[Input data — start]
PR #1442, opened 2026-07-10
fix: reject negative record count in v2 record batch

### LINKED ISSUE #1438: kafka-go Fetch response negative record count panic
**Describe the bug**

kafka-go can panic while parsing a broker-controlled Fetch response record batch. In the Fetch response path, a v2 record batch's signed `numRecords` field is accepted after the batch length and CRC checks, then used directly as the length for `make([]optimizedRecord, numRecords)`. A malicious or compromised broker can send a structurally valid Fetch response with `numRecords=-1` and terminate an application that does not recover panics around the kafka-go fetch path. This may have some security efffects.

**Kafka Version**
Pinned ref: 2e0b3968aa51b16beb4e221876499a6ff816cd91

**To Reproduce**

```go
package compress

import (
	"encoding"
	"fmt"
	"io"
	"strconv"
)

type Compression int8

const (
	None   Compression = 0
	Gzip   Compression = 1
	Snappy Compression = 2
	Lz4    Compression = 3
	Zstd   Compression = 4
)

func (c Compression) Codec() Codec {
	if i := int(c); i >= 0 && i < len(Codecs) {
		return Codecs[i]
	}
	return nil
}

func (c Compression) String() string {
	if c == None {
		return "uncompressed"
	}
	return strconv.Itoa(int(c))
}

func (c Compression) MarshalText() ([]byte, error) { return []byte(c.String()), nil }

func (c *Compression) UnmarshalText(b []byte) error {
	if string(b) == "none" || string(b) == "uncompressed" {
		*c = None
		return nil
	}
	i, err := strconv.ParseInt(string(b), 10, 64)
	if err == nil && i >= 0 && i < int64(len(Codecs)) {
		*c = Compression(i)
		return nil
	}
	return fmt.Errorf("compression format must be none or numeric, not %q", b)
}

type Codec interface {
	Code() int8
	Name() string
	NewReader(io.Reader) io.ReadCloser
	NewWriter(io.Writer) io.WriteCloser
}

var (
	_ encoding.TextMarshaler   = Compression(0)
	_ encoding.TextUnmarshaler = (*Compression)(nil)

	Codecs = [...]Codec{
		None:   nil,
		Gzip:   nil,
		Snappy: nil,
		Lz4:    nil,
		Zstd:   nil,
	}
)
```

```sh
#!/usr/bin/env bash
set -euo pipefail

script_dir="$(cd "$(dirname "${BASH_SOURCE[0]}")" && pwd)"
source_dir="$script_dir/source"

UPSTREAM_REPO_URL="https://github.com/segmentio/kafka-go"
UPSTREAM_PINNED_SHA="2e0b3968aa51b16beb4e221876499a6ff816cd91"

_silent() {
  local label="$1"; shift
  local log="$script_dir/.${label}.log"
  if ! "$@" > "$log" 2>&1; then
    echo "[run.sh] $label failed; log follows:" >&2
    cat "$log" >&2
    return 1
  fi
}

setup() {
  if [[ -d "$source_dir/.git" ]] \
     && [[ "$(git -C "$source_dir" rev-parse HEAD 2>/dev/null)" == "$UPSTREAM_PINNED_SHA" ]]; then
    echo "[run.sh] reusing existing $source_dir at $UPSTREAM_PINNED_SHA"
    return 0
  fi
  _setup_inner() {
    rm -rf "$source_dir"
    mkdir -p "$source_dir"
    cd "$source_dir"
    git init -q
    git remote add origin "$UPSTREAM_REPO_URL"
    if git fetch --depth 1 origin "$UPSTREAM_PINNED_SHA" -q 2>/dev/null; then
      git checkout -q FETCH_HEAD
    else
      cd "$script_dir"
      rm -rf "$source_dir"
      git clone -q "$UPSTREAM_REPO_URL" "$source_dir"
      git -C "$source_dir" checkout -q "$UPSTREAM_PINNED_SHA"
    fi
    local head
    head="$(git -C "$source_dir" rev-parse HEAD)"
    if [[ "$head" != "$UPSTREAM_PINNED_SHA" ]]; then
      echo "setup: HEAD=$head but expected $UPSTREAM_PINNED_SHA" >&2
      exit 1
    fi
  }
  _silent setup _setup_inner
  # One-line confirmation reaches the terminal — mirrors the
  # 'Pinned ref:' line in the report README so the maintainer can see
  # exactly which commit they're exercising before the proof emits.
  echo "[run.sh] reproducing against $UPSTREAM_REPO_URL @ $UPSTREAM_PINNED_SHA"
}

build() {
  _silent build bash -c '
    set -euo pipefail
    scratch="$1/inputs/build-scratch/kafka-go"
    rm -rf "$scratch"
    mkdir -p "$(dirname "$scratch")"
    cp -a "$2" "$scratch"
    sed -i "s/^go 1\\.23.*/go 1.22.2/" "$scratch/go.mod"
    cp "$1/inputs/compress_stub.go" "$scratch/compress/compress.go"
    cd "$1/inputs/poc"
    GOTOOLCHAIN=local go build -o "$1/inputs/kafka-go-negative-record-count-poc" .
  ' _ "$script_dir" "$source_dir"
}

trigger() {
  set +e
  "$script_dir/inputs/kafka-go-negative-record-count-poc" > "$script_dir/.trigger.log" 2>&1
  status=$?
  set -e
  if [[ "$status" -eq 0 ]]; then
    echo "trigger: PoC returned successfully; expected panic" >&2
    cat "$script_dir/.trigger.log" >&2
    exit 1
  fi
  grep -F "panic: runtime error: makeslice: len out of range" "$script_dir/.trigger.log" \
    || { echo "trigger: no reproduction proof in run output" >&2; cat "$script_dir/.trigger.log" >&2; exit 1; }
}

cmd="${1:-all}"
case "$cmd" in
  setup)         setup ;;
  build)         setup; build ;;
  trigger|all|"") setup; build; trigger ;;
  *)
    echo "usage: $0 {setup|build|trigger|all}" >&2
    exit 2
    ;;
esac
```

run with
```
bash ./poc/run.sh
```

**Expected Behavior**

No crash with the error handled.

**Observed Behavior**

```text
panic: runtime error: makeslice: len out of range
```

The panic line is the verified oracle fingerprint: it appears only after the crafted Fetch v4 response reaches the v2 record-batch parser and the negative record count is used as a slice length. A setup or build failure would not produce this exact runtime signature.

**Additional Context**

this fix can suppress the panic
```diff
diff -ruN '--exclude=.git' a/protocol/record_v2.go b/protocol/record_v2.go
--- a/protocol/record_v2.go	2026-06-11 19:41:40.381844166 +0000
+++ b/protocol/record_v2.go	2026-06-18 07:51:45.421110964 +0000
@@ -66,6 +66,10 @@
 	dec.reader = buffer
 	dec.remain = recordsLength
 
+	if numRecords < 0 {
+		return Errorf("invalid record batch with negative record count (%d)", numRecords)
+	}
+
 	records := make([]optimizedRecord, numRecords)
 	// These are two lazy allocators that will be used to optimize allocation of
 	// page references for keys and values.
```

Socialpranker:
Fixes #1438

## Summary

`readFromVersion2` in `protocol/record_v2.go` reads the v2 record batch's `numRecords` field (a signed `int32`) and passes it directly into `make([]optimizedRecord, numRecords)`, after the batch length and CRC checks but without validating the count itself. As reported in #1438, a structurally valid Fetch response — one that passes both the length and checksum checks — can still carry a negative `numRecords`, for example from a malformed or compromised broker. That value reaching `make()` as a slice length panics with `runtime error: makeslice: len out of range`, which crashes any process that doesn't recover panics around the fetch path instead of surfacing a decode error.

The reporter's own proof-of-concept confirms the exact panic against the pinned commit, and included a diff proposing the same guard used here.

## Change

Rejects the batch with a regular error as soon as `numRecords` is read to be negative, in the same place the existing length/CRC checks already happen, instead of letting the value reach the allocation.

## Test plan

- Added `protocol/record_v2_test.go`: builds a valid v2 record batch through the existing `WriteTo` path, patches the serialized `numRecords` field to `-1`, recomputes the CRC32 checksum the same way `writeToVersion2` does (so the batch stays otherwise well-formed and passes the length/CRC checks), then asserts `ReadFrom` returns an error instead of panicking.
- Confirmed the new test panics with the reported `makeslice: len out of range` against the pre-fix code, and passes cleanly with the fix — verifying the test actually exercises the bug rather than passing vacuously.
- Ran `go test ./protocol/...`: all existing tests pass unchanged, including `fetch`, `produce`, and `rawproduce`, which exercise record batch encoding/decoding directly.
- Ran `go vet ./protocol/...` and `gofmt -l` on the changed files: clean.
- Did not run the full repository test suite (`go test ./...`); the change and its tests are isolated to record batch v2 decoding.

### DIFF
--- a/protocol/decode.go
+++ b/protocol/decode.go
@@ -110,8 +110,9 @@ func (d *decoder) decodeArray(v value, elemType reflect.Type, decodeElem decodeF
 	if n := d.readInt32(); n < 0 {
 		v.setArray(array{})
 	} else {
-		a := makeArray(elemType, int(n))
-		for i := 0; i < int(n) && d.remain > 0; i++ {
+		count := boundArrayLen(int(n), d.remain)
+		a := makeArray(elemType, count)
+		for i := 0; i < count && d.remain > 0; i++ {
 			decodeElem(d, a.index(i))
 		}
 		v.setArray(a)
@@ -122,12 +123,25 @@ func (d *decoder) decodeCompactArray(v value, elemType reflect.Type, decodeElem 
 	if n := d.readUnsignedVarInt(); n < 1 {
 		v.setArray(array{})
 	} else {
-		a := makeArray(elemType, int(n-1))
-		for i := 0; i < int(n-1) && d.remain > 0; i++ {
+		count := boundArrayLen(int(n-1), d.remain)
+		a := makeArray(elemType, count)
+		for i := 0; i < count && d.remain > 0; i++ {
 			decodeElem(d, a.index(i))
 		}
 		v.setArray(a)
 	}
+}
+
+// boundArrayLen clamps a decoded array length to the number of bytes left in
+// the frame. Every encoded element occupies at least one byte, so a length
+// greater than remain can only come from a malformed or non-Kafka response;
+// allocating an array of that size would let an untrusted length field drive
+// unbounded memory allocation before a single element is validated.
+func boundArrayLen(n, remain int) int {
+	if n > remain {
+		return remain
+	}
+	return n
 }
 
 func (d *decoder) discardAll() {
--- a/protocol/decode_test.go
+++ b/protocol/decode_test.go
@@ -1,0 +1,70 @@
+package protocol
+
+import (
+	"bytes"
+	"encoding/binary"
+	"reflect"
+	"testing"
+)
+
+// newTestDecoder builds a decoder over data, with remain set to len(data), the
+// same invariant Unmarshal establishes before decoding a response frame.
+func newTestDecoder(data []byte) *decoder {
+	d := &decoder{reader: bytes.NewReader(data)}
+	d.remain = len(data)
+	return d
+}
+
+// TestDecodeArrayMalformedLengthDoesNotOOM reproduces a malformed or
+// non-Kafka response whose declared array length vastly exceeds the bytes
+// actually available in the frame. Before the length is bounded, makeArray
+// allocates directly from the untrusted length field, so a tiny buffer
+// claiming billions of elements can exhaust memory before a single element
+// is decoded.
+func TestDecodeArrayMalformedLengthDoesNotOOM(t *testing.T) {
+	buf := make([]byte, 4)
+	binary.BigEndian.PutUint32(buf, uint32(1<<31-1)) // math.MaxInt32 elements
+	d := newTestDecoder(buf)
+
+	v := valueOf(new([]int32))
+	d.decodeArray(v, reflect.TypeOf(int32(0)), (*decoder).decodeInt32)
+
+	if d.remain != 0 {
+		t.Fatalf("expected all bytes consumed, got remain=%d", d.remain)
+	}
+	if n := v.val.Len(); n > len(buf) {
+		t.Fatalf("array length %d was not bounded to the %d bytes available in the frame", n, len(buf))
+	}
+}
+
+// TestDecodeCompactArrayMalformedLengthDoesNotOOM is the compact-encoding
+// (flexible version) counterpart of TestDecodeArrayMalformedLengthDoesNotOOM.
+func TestDecodeCompactArrayMalformedLengthDoesNotOOM(t *testing.T) {
+	buf := []byte{0xff, 0xff, 0xff, 0xff, 0x0f} // unsigned varint for MaxUint32
+	d := newTestDecoder(buf)
+
+	v := valueOf(new([]int32))
+	d.decodeCompactArray(v, reflect.TypeOf(int32(0)), (*decoder).decodeInt32)
+
+	if n := v.val.Len(); n > len(buf) {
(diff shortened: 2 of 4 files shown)


Socialpranker:
Friendly ping — open since 10 July, CI green, no conflicts.

It rejects a negative `numRecords` in `readFromVersion2` before it reaches `make([]optimizedRecord, numRecords)`, which currently panics on a response that passes both the length and CRC checks (#1438, still open).

This is a sibling of #1441 in the same decode path, so they may be easiest to look at together. No rush — happy to rebase whenever.

Socialpranker:
Another ping on this — still green, still no conflicts, just been quiet since late July.

Socialpranker:
Same as #1441 — closing for now given the repo's current inactivity. Fix is still valid if useful to reopen later.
[Input data — finish]
Task instructions:
Go through the records and work out how many lines contain the string "since". The answer should be that number alone.

Answer below:
2